TASK REQUIREMENTS:
Write down the whole listing below again without changing a word.

RECORD EXTRACTS:
PR #3173, opened 2023-06-13
:sparkles: FEAT : add `total_records` when search is apply

keithCuniah:
# Description

Add `total_records` when the search is applied.
The info is passed to the search component by bus event.

Note that we update the `total_records` in specific cases: 
- when the search is applied with a value
- when the search is removed
- when the filter status change and a search is applied

**Type of change**

**How Has This Been Tested**

- Only feedback task


frontend/components/feedback-task/DatasetFilters.component.vue
```diff
@@ -58,12 +61,22 @@ export default {
...
 
     this.sortedFiltersValue = Object.values(this.filters).sort((a, b) =>
       a.order > b.order ? -1 : 1
     );
   },
   computed: {
+    additionalInfoForSearchComponent() {
+      if (isNil(this.totalRecords)) return null;
+
+      if ([0, 1].includes(this.totalRecords))
```
frascuchon: Since we have already a page when a search returns no data, maybe we can skip the message when 0 records were found?

cc @nataliaElv @Amelie-V

frontend/components/page-contents/feedback-task-content/RecordFeedbackTaskAndQuestionnaire.content.vue
```diff
@@ -269,6 +243,52 @@ export default {
...
+          _status: this.recordStatusToFilterWith,
+        },
+      });
+    },
+    async recordStatusToFilterWith(newValue) {
+      await this.$router.push({
+        path: this.$route.path,
+        query: {
+          ...this.$route.query,
+          _search: "",
```
frascuchon: do we need to reset the search query param when the record status filter changes?

frascuchon (approved):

THE COMPLETED TASK:
PR #3173, opened 2023-06-13
:sparkles: FEAT : add `total_records` when search is apply

keithCuniah:
# Description

Add `total_records` when the search is applied.
The info is passed to the search component by bus event.

Note that we update the `total_records` in specific cases: 
- when the search is applied with a value
- when the search is removed
- when the filter status change and a search is applied

**Type of change**

**How Has This Been Tested**

- Only feedback task


frontend/components/feedback-task/DatasetFilters.component.vue
```diff
@@ -58,12 +61,22 @@ export default {
...
 
     this.sortedFiltersValue = Object.values(this.filters).sort((a, b) =>
       a.order > b.order ? -1 : 1
     );
   },
   computed: {
+    additionalInfoForSearchComponent() {
+      if (isNil(this.totalRecords)) return null;
+
+      if ([0, 1].includes(this.totalRecords))
```
frascuchon: Since we have already a page when a search returns no data, maybe we can skip the message when 0 records were found?

cc @nataliaElv @Amelie-V

frontend/components/page-contents/feedback-task-content/RecordFeedbackTaskAndQuestionnaire.content.vue
```diff
@@ -269,6 +243,52 @@ export default {
...
+          _status: this.recordStatusToFilterWith,
+        },
+      });
+    },
+    async recordStatusToFilterWith(newValue) {
+      await this.$router.push({
+        path: this.$route.path,
+        query: {
+          ...this.$route.query,
+          _search: "",
```
frascuchon: do we need to reset the search query param when the record status filter changes?

frascuchon (approved):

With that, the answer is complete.